How we can patch that? With a web shell?

Totally true, I've miss totally the point.

It's not even so much the overhead in remembering the work-arounds, as remembering when exactly you need the work-arounds.
Shell script split on spaces (or the values of $IFS) by design.

For example, use null delimited values, because a variable (like IFS) cannot contain null bytes. Is this a workaround? I see it as pure logic.

Even understanding howto handle them, helps to understand the internal design of the shell and common external utilities.

Remembering is hard? not a "shell" specific issue... I use it daily and maybe that's why I don't face the same problems that other see so clear.

haha, yes, that's what I meant. Your phrasing is better
But, I need to remember to do that.

How about (for example):

    $ for i in $(ls | grep 'cheese\|fish' | head -n 5) ...
I'm sure there is a way to make this work correctly (take 5 filenames containing either cheese or fish), but I'd need to put more thought into making it work correctly.

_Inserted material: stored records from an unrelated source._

PR #3421, opened 2023-04-13
[Python] Implemented many missing bigint functions

johannesmols:
First of all thank you for this amazing package.

I'm porting my F# code into TS and Python, and am using bigint's in a few places. I saw that much better support was recently added in #3400. For the Python version though, many basic functions are still missing, like multiplication or comparing.

I added most functions from the TS implementation, but didn't bother with the conversions. Getting those basic functions likely cover most use cases of bigint.

I also didn't spend time writing or running tests, so be warned that it may contain errors. I followed the Python naming pattern, and could see from my own project that it generates the references to e.g. `op_multiply`, but the implementation is missing.

Hope this helps kickstart better bigint support for Python! :)

### DIFF
--- a/src/fable-library-py/fable_library/big_int.py
+++ b/src/fable-library-py/fable_library/big_int.py
@@ -288,6 +288,7 @@ __all__ = [
     "op_left_shift",
     "op_bitwise_and",
     "op_bitwise_or",
+    "op_exclusive_or",
     "op_less_than",
     "op_less_than_or_equal",
     "op_greater_than",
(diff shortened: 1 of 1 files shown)


ncave:
@johannesmols This is a great first contribution, thanks!
I think you missed exporting `op_exclusive_or`, but otherwise looks good.

johannesmols:
Hi @ncave, thanks! I added the missing method now.
Is that all that is required to make this work? I'm not familiar with the codebase, just found the Python file and thought that looked like the right place :)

  ls | grep 'cheese\|fish' | head -n 5 | while read -r i …
With Zsh:

  > touch {dark\ red,green,light\ blue}{cheese,fish\ fingers,fruit}
  > ls -1 *(cheese|fish)*([1,5])
  dark redcheese
  dark redfish fingers
  greencheese
  greenfish fingers
  light bluecheese
  > for i in *(cheese|fish)*([1,5]) ...
Since that's shell globbing, it can cope with any spaces, newlines etc.
Wow, that is quite impressive, I might have to look into this more. The advantage of using head is I only have to learn it once, to get the first n of lines or files, but it might be worth learning. Thanks.
I know 25% of the special Zsh syntax, and know of a further 25% of what exists.

I read the whole manpage some years ago, and noted down what seemed useful. I use "man zshexpn" when I forget the syntax for things like this.